Faulty oxygen supply threatens space crew

"The station has a 162-day supply of backup oxygen. If Russians can't launch an unmanned capsule by Christmas to replenish oxygen supplies, the astronauts could be recalled. But that's only if scientists and the two-man crew don't repair the oxygen generator."

Friday, October 01, 2004

Resisting the Politics of Fear (by John Mack)
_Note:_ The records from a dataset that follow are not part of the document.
PR #946, opened 2022-04-25
fixes #945

### LINKED ISSUE #945: Info: Affacted by network family change in Node.js 18 : "IPv4" is now 4 ??
### Analysis

mainly an info because I found IPv4 as String in the code... 

See: https://github.com/nodejs/node/pull/41431#pullrequestreview-929717323

### Expected Behavior

Considers when working on Node.js 18 compatibility

### Steps To Reproduce

n/a

### Logs

```markdown
n/a
```

### Configuration

```json
n/a
```

### Environment

Node.js 18

### Process Supervisor

not applicable

### Additional Context

_No response_

mieszkomularczyk:

This code does not work with nodejs 18, since the one field type in the objects returend by os.networkInterfaces() changed from string to number. 'family' field is either 4 or 6, previously it was a string IPv4 or IPv6

## :bulb: Proposed solution

add extra check in the conditions so both old and new nodeJS work

### DIFF
--- a/src/lib/util/net-utils.ts
+++ b/src/lib/util/net-utils.ts
@@ -13,11 +13,11 @@ export function findLoopbackAddress(): string {
       }
 
       internal = true;
-      if (info.family === "IPv4" || info.family === 4) { //nodejs18 uses numbers 4 or 6
+      if (info.family === "IPv4" || info.family == 4) { //nodejs18 uses numbers 4 or 6
         if (!ipv4) {
           ipv4 = info.address;
         }
-      } else if (info.family === "IPv6" || info.family === 6) {
+      } else if (info.family === "IPv6" || info.family == 6) {
         if (info.scopeid) {
           if (!ipv6LinkLocal) {
             ipv6LinkLocal = info.address + "%" + name; // ipv6 link local addresses are only valid with a scope
--- a/src/lib/util/net-utils.ts
+++ b/src/lib/util/net-utils.ts
@@ -13,11 +13,12 @@ export function findLoopbackAddress(): string {
       }
 
       internal = true;
-      if (info.family === "IPv4" || info.family == 4) { //nodejs18 uses numbers 4 or 6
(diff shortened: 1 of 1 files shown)


Apollon77:
Sere there not also other places (in logging too) where this was used as string?

Supereg:
I'm not sure on the state of development of node v18. Is this a breaking change in node v18 which is here to stay? The linked comment on https://github.com/nodejs/node/pull/41431#pullrequestreview-929717323 sounded like it may be revised such that it doesn't affect current packages(?).

Apollon77:
I read that one issue like "we want to do the change and should asjut affected libraries" ... eklse I would have expect3d the PR not to be accepted ... or?!

oznu:
@Supereg it's probably worth doing sooner rather than later. There may be other compatibility issues in Node.js 18 we won't find until this one is patched.

oznu:
Maybe add some `@ts-expect-error` notices until we can get updated versions of `@types/node`? Using `@ts-expect-error` will ensure the exception is removed when it is no longer required.

```ts
      internal = true;
      // @ts-expect-error Nodejs 18+ uses the numbers 4 or 6 instead of the strings "IPv4" or "IPv6"
      if (info.family === "IPv4" || info.family === 4) {
        if (!ipv4) {
          ipv4 = info.address;
        }
      // @ts-expect-error Nodejs 18+ uses the numbers 4 or 6 instead of the strings "IPv4" or "IPv6"
      } else if (info.family === "IPv6" || info.family === 6) {
        if (info.scopeid) {
          if (!ipv6LinkLocal) {
            ipv6LinkLocal = info.address + "%" + name; // ipv6 link local addresses are only valid with a scope
          }
        } else if (!ipv6) {
          ipv6 = info.address;
        }
      }
```

mieszkomularczyk:
ok, it does not build anyway (kudos for the one who would explain why:) , therefore I close it until 18 reaches LTS

PR #947, opened 2022-04-26
Fix #945 - Node.js v18 os.networkInterfaces()[].family number/string comparison

### LINKED ISSUE #945: Info: Affacted by network family change in Node.js 18 : "IPv4" is now 4 ??

oznu:

https://github.com/nodejs/node/issues/42787
https://github.com/nodejs/node/pull/41431#discussion_r841277378

## :bulb: Proposed solution

It's worth doing this sooner rather than later. There may be other compatibility issues in Node.js 18 we won't find until this one is patched.

The use of `@ts-expect-error` should alert us to remove the exception when @types/node is updated to 18 (if they decide to keep backwards compatibility with old versions, which they may not, be we need to).

Alternatively we could do something like this, but I feel like it will result in the exception never being removed in the future:

```ts
(info.family === "IPv6" || (info.family as unknown as string) === 6)
```

## :gear: Release Notes

* Fix an issue with network interface family detection when running Node.js 18

### Testing

Tests are still failing on Node v18.0.0 - out of scope for this PR.

### Reviewer Nudging

@Supereg

### DIFF
--- a/src/lib/util/eventedhttp.ts
+++ b/src/lib/util/eventedhttp.ts
@@ -713,7 +713,8 @@ export class HAPConnection extends EventEmitter {
 
     if (ipVersion === "ipv4") {
       for (const info of infos) {
-        if (info.family === "IPv4") {
+        // @ts-expect-error Nodejs 18+ uses the number 4 the string "IPv4"
+        if (info.family === "IPv4" || info.family === 4) {
           return info.address;
         }
       }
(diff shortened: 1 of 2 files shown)


Supereg (approved):
Thanks for addressing this. 👍🏼

Proposing to include this in the upcoming 0.10.2 release. I adopted the base branch accordingly.

PR #125, opened 2021-03-02
Sort node-ip addresses based on default route priority

cybertron:
The existing implementation of node-ip lookup using default routes
may return different results if an address moves from a physical
interface to a bridge. If there are multiple default routes, this
may change the order in which we retrieve the addresses. Because we
only take the first one, this will cause us to select a different
address, which can break the node configuration.

To fix this, we need to sort the addresses based on the priority of
the associated default route. This will have no effect when there is
a single default route, but it will ensure we always return the
default route addresses in the same order no matter what order the
interfaces are in.

### DIFF
--- a/pkg/utils/addresses.go
+++ b/pkg/utils/addresses.go
@@ -2,6 +2,7 @@ package utils
 
 import (
 	"net"
+	"sort"
 
 	"github.com/vishvananda/netlink"
 	"golang.org/x/sys/unix"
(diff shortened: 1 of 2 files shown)


cybertron:
/hold

Hmm, for some reason this is dropping addresses in the unit tests. Will need to look into that.

pkg/utils/addresses.go
```diff
@@ -213,8 +220,18 @@ func addressesDefaultInternal(af AddressFilter, getAddrs addressMapFunc, getRout
 			}
```
ori-amizur, line 220: Seems that code on line 218 should be updated

cybertron: Ah, yep. We're not populating matches in the loop anymore so that logic doesn't work.

cybertron:
/hold cancel

Unit tests are fixed.

osherdp:
@cybertron priority == metric?
if so, maybe we should add another level of determinism. I think that metric values can be the same in some cases, and sorting based on NIC names might be another thing we can do
WDYT?

osherdp:
Anyway, not an urgent issue I think. We can handle it afterwards

osherdp:
well,
/lgtm
:)

PR #129, opened 2021-03-17
Add node resolution to corednsmonitor

cybertron:
Now that node resolution is not needed for bootstrapping, we can
retrieve the list of nodes from the api in the coredns monitor
instead of having to maintain a coredns plugin. This adds a new
field to the cluster config that is populated with a list of the
nodes in the cluster, their addresses, and whether the address is
ipv6. This can be used in the coredns Corefile template to provide
node addresses statically.

### DIFF
--- a/pkg/config/node.go
+++ b/pkg/config/node.go
@@ -26,6 +26,12 @@ const localhostKubeApiServerUrl string = "https://localhost:6443"
 
 var log = logrus.New()
 
+type NodeAddress struct {
+	Address string
+	Name    string
+	Ipv6    bool
+}
+
 type Cluster struct {
 	Name                   string
 	Domain                 string
@@ -39,6 +45,7 @@ type Cluster struct {
 	IngressVIPEmptyType    string
 	VIPNetmask             int
 	MasterAmount           int64
+	NodeAddresses          []NodeAddress
 }
 
 type Backend struct {
@@ -429,4 +436,52 @@ func GetClusterNameAndDomain(kubeconfigPath, clusterConfigPath string) (clusterN
 	}
 
 	return
+}
+
+func PopulateNodeAddresses(kubeconfigPath string, node *Node) {
+	// Get node list
+	config, err := clientcmd.BuildConfigFromFlags("", kubeconfigPath)
+	if err != nil {
+		log.Errorf("Failed to build client config: %s", err)
+		return
+	}
+
+	clientset, err := kubernetes.NewForConfig(config)
+	if err != nil {
+		log.Errorf("Failed to create client: %s", err)
+		return
+	}
+	nodes, err := clientset.CoreV1().Nodes().List(metav1.ListOptions{})
+	if err != nil {
+		log.Errorf("Failed to get node list: %s", err)
+		return
+	}
+	for _, n := range nodes.Items {
+		name := ""
+		addr := net.IP{}
+		// Can't compare IP objects, need a separate flag
+		foundAddr := false
+		for _, a := range n.Status.Addresses {
+			if a.Type == v1.NodeHostName {
+				// We only want the shortname
+				name = strings.Split(a.Address, ".")[0]
+			} else if a.Type == v1.NodeInternalIP {
+				addr = net.ParseIP(a.Address)
+				foundAddr = true
+			}
+		}
+		if name == "" || !foundAddr {
+			log.Warningf("Could not handle node: %v", node)
+			continue
+		}
+		// TODO(bnemec): The ipv6 flag isn't currently used in the templates,
+		// but at some point it probably should be so we provide RFC-compliant
+		// ipv6 behavior.
+		ipv6 := true
+		check := addr.To4()
+		if check != nil {
+			ipv6 = false
+		}
+		node.Cluster.NodeAddresses = append(node.Cluster.NodeAddresses, NodeAddress{Address: addr.String(), Name: name, Ipv6: ipv6})
+	}
 }
--- a/pkg/monitor/corednsmonitor.go
+++ b/pkg/monitor/corednsmonitor.go
@@ -4,6 +4,7 @@ import (
 	"net"
 	"os"
 	"os/signal"
+	"sort"
 	"syscall"
 	"time"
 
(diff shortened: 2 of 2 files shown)


pkg/monitor/corednsmonitor.go
```diff
@@ -42,24 +43,34 @@ func CorednsWatch(kubeconfigPath, clusterConfigPath, templatePath, cfgPath strin
 			if err != nil {
 				return err
 			}
```
yboaron, line 45: I checked deployment with both MCO and baremetal-runtimecfg PRs,  Corefile includes the nodes records.

I have two comments:

A. It could be useful to add log message with details about the cause for Corefile rendering.
B. Maybe it worth to add stabilization counter for changes before updating the Corefile, I checked coredns-monitor logs in my env [1] and it seems that Corefile was rendered 8 times .


[1] 

[core@master-1 ~]$ sudo crictl logs ac1436d7e367a
time="2021-03-18T11:17:35Z" level=error msg="Failed to build client config: invalid configuration: [unable to read client-cert /var/lib/kubelet/pki/kubelet-client-current.pem for default-auth due to open /var/lib/kubelet/pki/kubelet-client-current.pem: no such file or directory, unable to read client-key /var/lib/kubelet/pki/kubelet-client-current.pem for default-auth due to open /var/lib/kubelet/pki/kubelet-client-current.pem: no such file or directory]"
time="2021-03-18T11:17:35Z" level=error msg="Failed to build client config: invalid configuration: [unable to read client-cert /var/lib/kubelet/pki/kubelet-client-current.pem for default-auth due to open /var/lib/kubelet/pki/kubelet-client-current.pem: no such file or directory, unable to read client-key /var/lib/kubelet/pki/kubelet-client-current.pem for default-auth due to open /var/lib/kubelet/pki/kubelet-client-current.pem: no such file or directory]"
time="2021-03-18T11:18:05Z" level=info msg="Runtimecfg rendering template" path=/etc/coredns/Corefile
time="2021-03-18T11:18:35Z" level=info msg="Runtimecfg rendering template" path=/etc/coredns/Corefile
time="2021-03-18T11:20:43Z" level=error msg="Failed to get node list: etcdserver: request timed out"
time="2021-03-18T11:20:43Z" level=info msg="Runtimecfg rendering template" path=/etc/coredns/Corefile
time="2021-03-18T11:21:13Z" level=info msg="Runtimecfg rendering template" path=/etc/coredns/Corefile
time="2021-03-18T11:29:09Z" level=error msg="Failed to get node list: the server was unable to return a response in the time allotted, but may still be processing the request (get nodes)"
time="2021-03-18T11:29:09Z" level=info msg="Runtimecfg rendering template" path=/etc/coredns/Corefile
time="2021-03-18T11:29:39Z" level=info msg="Runtimecfg rendering template" path=/etc/coredns/Corefile
time="2021-03-18T11:35:39Z" level=info msg="Runtimecfg rendering template" path=/etc/coredns/Corefile
time="2021-03-18T11:36:09Z" level=info msg="Runtimecfg rendering template" path=/etc/coredns/Corefile
[core@master-1 ~]$

cybertron: > A. It could be useful to add log message with details about the cause for Corefile rendering.

Sure, I can do that.

> B. Maybe it worth to add stabilization counter for changes before updating the Corefile, I checked coredns-monitor logs in my env [1] and it seems that Corefile was rendered 8 times .

Ah, interesting. I think this is actually a bug. When it failed to reach the api server it re-rendered the config, which shouldn't happen.

The monitor only runs every 30 seconds, so I don't think it's likely to do much flapping. In a normal deployment I would expect up to 5 re-renders (assuming our default 5 node deployment) as each node becomes available. I would prefer to make sure the node list is as up to date as possible rather than try to limit the number of times we render the config. It's not that resource intensive and there's no outage (unlike keepalived and haproxy) when we do it.

I do need to fix the error handling so we aren't rendering empty node lists though.

celebdor: > Ah, interesting. I think this is actually a bug. When it failed to reach the api server it re-rendered the config, which shouldn't happen.

Does that mean that in such cases we'll keep the previously rendered nodes if they exist? Does this have any effect on power outages?

pkg/config/node.go
```diff
@@ -430,3 +437,45 @@ func GetClusterNameAndDomain(kubeconfigPath, clusterConfigPath string) (clusterN
...
+		return
+	}
+	for _, n := range nodes.Items {
+		name := ""
+		addr := net.IP{}
+		for _, a := range n.Status.Addresses {
+			if a.Type == v1.NodeHostName {
+				// We only want the shortname
+				name = strings.Split(a.Address, ".")[0]
+			}
```
yboaron, line 466: Wouldn't it be better to change it to 'if else' ?

pkg/config/node.go
```diff
@@ -430,3 +437,45 @@ func GetClusterNameAndDomain(kubeconfigPath, clusterConfigPath string) (clusterN
...
+		}
+		// TODO(bnemec): The ipv6 flag isn't currently used in the templates,
+		// but at some point it probably should be so we provide RFC-compliant
+		// ipv6 behavior.
+		ipv6 := true
+		check := addr.To4()
+		if check != nil {
+			ipv6 = false
+		}
```
yboaron, line 478: To be on the safe side, maybe we can append entry to node list only if : 
		name != = "" and 		addr != net.IP{} ?

pkg/monitor/corednsmonitor.go
yboaron: Yep, it looks better with the latest commit, the nodes entries were added to coredns Corefile and coredns file was rendered twice.

cybertron: > Does that mean that in such cases we'll keep the previously rendered nodes if they exist? Does this have any effect on power outages?

Yes, if we lose contact with the API then we'll leave the node list as it was the last time we were able to update. I would expect that to be better for recovery scenarios. Once the API comes back up we'll be able to update, but in the meantime all of the previous DNS records will still be available. This should better match what happens on other platforms where the DNS records come from the cloud DNS instead of in-cluster.

pkg/config/node.go
cybertron: Sure, I can do that.

pkg/config/node.go
cybertron: I feel like it would be an error if we got a node record that looked like that, but it shouldn't hurt to add a check.

pkg/config/node.go
yboaron: Thanks

PR #130, opened 2021-03-19
Bug 1939740: sort AddressesDefault by ifindex and IPv4/IPv6 preference

danwinship:
Two tweaks to `node-ip` behavior in the UPI case:
- If there are two interfaces with equal-priority default routes, use the IPs from the one with the lower ifindex. AFAIK this isn't actually affecting anyone yet, but if someone _did_ do this, then with the current code we'd randomly flip between the interfaces/addresses based on the order golang happened to iterate the map in. This makes us not do that.
- This adds `--prefer-ipv6` so you can clarify whether you want an IPv4 or IPv6 address for single-stack kubernetes on dual-stack nodes (which is what the linked bz is)

### DIFF
--- a/cmd/runtimecfg/node-ip.go
+++ b/cmd/runtimecfg/node-ip.go
@@ -20,7 +20,7 @@ const (
 	crioSvcOverridePath    = "/etc/systemd/system/crio.service.d/20-nodenet.conf"
 )
 
-var retry bool
+var retry, preferIPv6 bool
 var nodeIPCmd = &cobra.Command{
 	Use:                   "node-ip",
 	DisableFlagsInUseLine: true,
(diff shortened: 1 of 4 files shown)


celebdor:
/hold
Until there's some manual testing

danwinship:
```
[root@worker-1 core]# /usr/bin/podman run --rm   --authfile /var/lib/kubelet/config.json   --net=host   --volume /etc/systemd/system:/etc/systemd/system:z   registry.build01.ci.openshift.org/ci-ln-pyzst3b/stable@sha256:8fa36383c573611e966c8d88345e9a05d431147e8adaab4738170cc26270d929 node-ip show 2>/dev/null | tail -1
192.168.111.24
[root@worker-1 core]# /usr/bin/podman run --rm   --authfile /var/lib/kubelet/config.json   --net=host   --volume /etc/systemd/system:/etc/systemd/system:z   registry.build01.ci.openshift.org/ci-ln-pyzst3b/stable@sha256:8fa36383c573611e966c8d88345e9a05d431147e8adaab4738170cc26270d929 node-ip show --prefer-ipv6 2>/dev/null | tail -1
fd2e:6f44:5dd8:c956::18
```
/hold cancel

PR #133, opened 2021-03-24
Bug 1942506: 4.6 EUS node-ip handling extravaganza

danwinship:
This started because I need to backport #130 to 4.6, but it didn't backport cleanly at all because there have been a bunch of node-ip changes since then...

Given that 4.6 is our extended support release, it is probably good to get all the bug-fix-y bits backported. We don't actually need the dual-stack support in 4.6 (and I don't plan to backport the corresponding MCO part of that) but including it makes it easier to backport the rest of it... (We do expect to have at least one customer running single-stack IPv6 for a while in 4.6, hence the need for the #130 backport.)

/cc @cybertron @celebdor


cybertron:
/lgtm

Agree that backporting the dual stack support to allow for clean backports of the bugfixes is the best approach. Trying to untangle all those changes would be very error-prone.

PR #134, opened 2021-03-25
Remove etcd name logic

cybertron:
We no longer use etcd hostnames or DNS records, so we don't need
to have this logic in runtimecfg.


cybertron:
/retest

Looks like a simple timeout

PR #135, opened 2021-04-23
Bug 1949859: Add Ironic healthcheck to bootstrap keepalived checks

cybertron:
Ironic has started using the API VIP for access, and as a result we
need to keep the VIP available when Ironic is. The apiserver can go
down periodically during bootstrapping, so that isn't a reliable way
to keep the VIP alive on its own.

This change adds another check when the apiserver check fails. It
will ping Ironic and if Ironic is still up then it won't count the
check as failed and will keep the VIP active.

Note that previously Ironic was never stopped on the boostrap node.
Doing that will be a pre-requisite to this functionality as we do
need to allow keepalived to stop once bootstrapping is complete so
the VIP moves to the masters. Since bootstrapping can't complete
until after Ironic has provisioned the masters, if we stop Ironic
after provisioning then this check won't prevent VIP migration when
bootstrap is complete.

### DIFF
--- a/pkg/monitor/dynkeepalived.go
+++ b/pkg/monitor/dynkeepalived.go
@@ -4,6 +4,7 @@ import (
 	"fmt"
 	"io/ioutil"
 	"net"
+	"net/http"
 	"os"
 	"os/signal"
 	"strings"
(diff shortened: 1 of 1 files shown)


cybertron:
/hold

This won't work without changes to the Ironic lifecycle on the boostrap node.

stbenjam:
/retitle Bug 1949859: Add Ironic healthcheck to bootstrap keepalived checks

cybertron:
Once https://github.com/openshift/installer/pull/4900 merges this should pass ci.

hs0210:
Manually merging [#135](https://github.com/openshift/baremetal-runtimecfg/pull/135) and [#4900](https://github.com/openshift/installer/pull/4900), I did several IPI tests, this problem did not reappear.

zhouhao3:
https://github.com/openshift/installer/pull/4900  has been merged. It seems that this PR needs a retest.

rhjanders:
Thank you @zhouhao3, just requested retest.

rhjanders:
/recheck again just to see if we get the same failures again

PR #136, opened 2021-05-09
Keepalived - don't configure empty peers list on bootstrap

yboaron:
We should run the following steps for Keepalived on bootstrap:
1. Configure empty peers list ( bootstrap should hold the VIP first)
2. After masters registered to cluster , add masters to peers list 
3. Stop Keepalived when local kube-apiserver stop running 

We shouldn't allow configuring empty peers list after step 2 (it will cause 2 separate VRRP  domains --> two nodes may hold the VIP simultaneously )

### DIFF
--- a/pkg/monitor/dynkeepalived.go
+++ b/pkg/monitor/dynkeepalived.go
@@ -38,6 +38,8 @@ const (
 	started APIState = iota
 )
 
+var BootstrapPeersListConfiguredOnce bool = false
+
 func getActualMode(cfgPath string) (error, bool) {
 	enableUnicast := false
 	_, err := os.Stat(cfgPath)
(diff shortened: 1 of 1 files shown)


cybertron (commented):
Okay, as I was retitling this I had second thoughts. My expectation of what was happening is that a master was starting keepalived with no peers and thus taking the API VIP, which left it unable to update the peer list when the nodes registered and so it was stuck permanently in multicast mode. However, I realized that we already don't allow masters to come up without unicast peers and I'm having trouble understanding why it matters on the bootstrap. Even if the bootstrap temporarily came up with no peers, it should quickly populate that list and coordinate with the other nodes. At worst you might have the VIP in two places for a few seconds until keepalived sorts itself out. That doesn't fit the behavior I've observed when I ran into this locally though.

I'm going to try to wrap my head around what's going on here for a little longer, but if I can't do that I'll go ahead and merge it since ci suggests it is helping.

/retitle Bug 1957708: Keepalived - don't configure empty peers list on bootstrap
/lgtm cancel

zhouhao3:
I also encountered the same problem when using IPI to deploy the OCP environment on baremetal. During the deployment process, both bootstrap and master0 had apivip, which caused the deployment to fail.
I merged your patch and tested it again. The error did not reappear in the first three times, and the problem reappeared in the fourth and fifth tests.

yboaron:
@zhouhao3 
Maybe you can try https://github.com/openshift/machine-config-operator/pull/2576

cybertron:
/retitle Keepalived - don't configure empty peers list on bootstrap

This was fixed by #137, so unlinking this from the bz so it can proceed.

PR #141, opened 2021-06-02
Bug 1886572: Calculate keepalived priority for ingress

yboaron:
Ingress VIP should be set only on a node that runs an instance of the default ingress controller pod.
    In current code, in case extra ingress-controllers are created the ingress VIP might be wrongly set on a node that doesn't run
    an instance of the default ingress controller.
    
    This PR calculates the priority for keepalived ingress VIP depending on the presence of the router pod in the node by monitoring the content of router-internal-default endpoints resource.

### DIFF
--- a/pkg/config/node.go
+++ b/pkg/config/node.go
@@ -22,7 +22,10 @@ import (
 	"github.com/openshift/installer/pkg/types"
 )
 
-const localhostKubeApiServerUrl string = "https://localhost:6443"
+const (
+	localhostKubeApiServerUrl    = "https://localhost:6443"
+	defaultIngressControllerName = "router-internal-default"
+)
 
 var log = logrus.New()
 
@@ -63,7 +66,8 @@ type ApiLBConfig struct {
 }
 
 type IngressConfig struct {
-	Peers []string
+	Peers    []string
+	Priority int
 }
 
 type Node struct {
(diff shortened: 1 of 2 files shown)


yboaron:
/retitle Bug 1886572: Calculate keepalived priority for ingress

cybertron:
Is there any chance we can do this in a check script instead of the monitor? Or do we not have the ability to run oc commands from inside the keepalived container? It would just be nice to keep all of the priority bits in the same place so we're not having to look at both the keepalived and monitor logs when trying to figure out what happened with the priority if/when a VIP ends up somewhere it shouldn't.

Although maybe on reload keepalived would log the new priority anyway? Mostly I want to avoid making keepalived harder to debug than it already is.

yboaron:
> Is there any chance we can do this in a check script instead of the monitor? Or do we not have the ability to run oc commands from inside the keepalived container? It would just be nice to keep all of the priority bits in the same place so we're not having to look at both the keepalived and monitor logs when trying to figure out what happened with the priority if/when a VIP ends up somewhere it shouldn't.
> 
> Although maybe on reload keepalived would log the new priority anyway? Mostly I want to avoid making keepalived harder to debug than it already is.

Agree that having check_script for this purpose is ideal, we need to be able :
1. As you mentioned, to run oc command from the keepalived container 
2. Retrieve node's IP address

I'll try to mount host's oc binary and check that

pkg/config/node.go
```diff
@@ -218,6 +222,30 @@ func IsUpgradeStillRunning(kubeconfigPath string) (error, bool) {
 	return nil, false
 }
 
+func GetIngressPriority(kubeconfigPath string,nonVirtualIP string) (int){
+	config, err := clientcmd.BuildConfigFromFlags("", kubeconfigPath)
+	if err != nil {
+		return 40
```
cybertron, line 228: I don't think we want to default to 40 for the error case. If we can't determine whether the node has the default ingress we should give it the lower priority so we don't take the VIP from a node that is known to have the right ingress.

This applies to all of the other error cases below too.

Also, can we log the error? Otherwise all we know is that we got a priority of 20, but that could mean we didn't have the ingress or it could mean something went wrong here.

cybertron (changes requested):
After some discussion elsewhere, we decided to proceed with this solution since it's the one we have implemented and code freeze is coming up.

However, I have concerns about the error handling and we need to fix the fmt errors before it can go in.

pkg/config/node.go
yboaron: I set the priority to 40 in case of error because I didn't want to change current behavior (where priority set to 40 by default) though setting the priority to 20 in error case makes sense.

I'll change it to 20.

yboaron:
retest

cybertron:
/lgtm

The metal-ipi job failure appears unrelated and the ipv6 job passed so this should be fine.

PR #145, opened 2021-06-22
Bug 1974350:  HAProxy-monitor: send reload only if cfg file changed

yboaron:


stbenjam:
/retitle Bug 1974350:  HAProxy-monitor: send reload only if cfg file changed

"Worst of all perhaps is what the politics of fear has done to our values as a people. Poet Michael Blumenthal, returning to the United States last month after three years living in Europe, found here 'a frightened and frightening nation, a nation filled not with generosity and humanity and decency and charity,' a nation 'that seems unable to find any deeper reason for its patriotism than a profound, and cynically manipulated atmosphere of anxiety and fear.' And former assistant to President John F. Kennedy, Theodore Sorenson, in a commencement speech in Nebraska last May warned of the damage being done to the 'very heart and soul of this country' as it moves 'toward a mean-spirited mediocrity in place of a noble beacon.'"
It looks like Carol was right on with her suggestion that I've been experiencing entoptic imagery. Several of the animated "glyphs" on this interesting website are quite familiar. In my own "visions," they tend to congregate and form vague, arresting shapes that flow and "morph," forming and vanishing at the speed of thought.

If entoptic images are indeed responsible for shamanic art, then perhaps I've inadvertently managed to hack my brain's operating system. For whatever reason, my mind is conducting what amounts to a synaptic ink-blot test. If I lived in a Paleolithic culture, I imagine I'd scrawl my impressions on cave walls for others to wonder at. Because they'd obviously be signals from the gods, or the elements, or Gaia, or whatever -- full of portent and significance.

In my opinion, their being the product of my own brain makes them no less intriguing.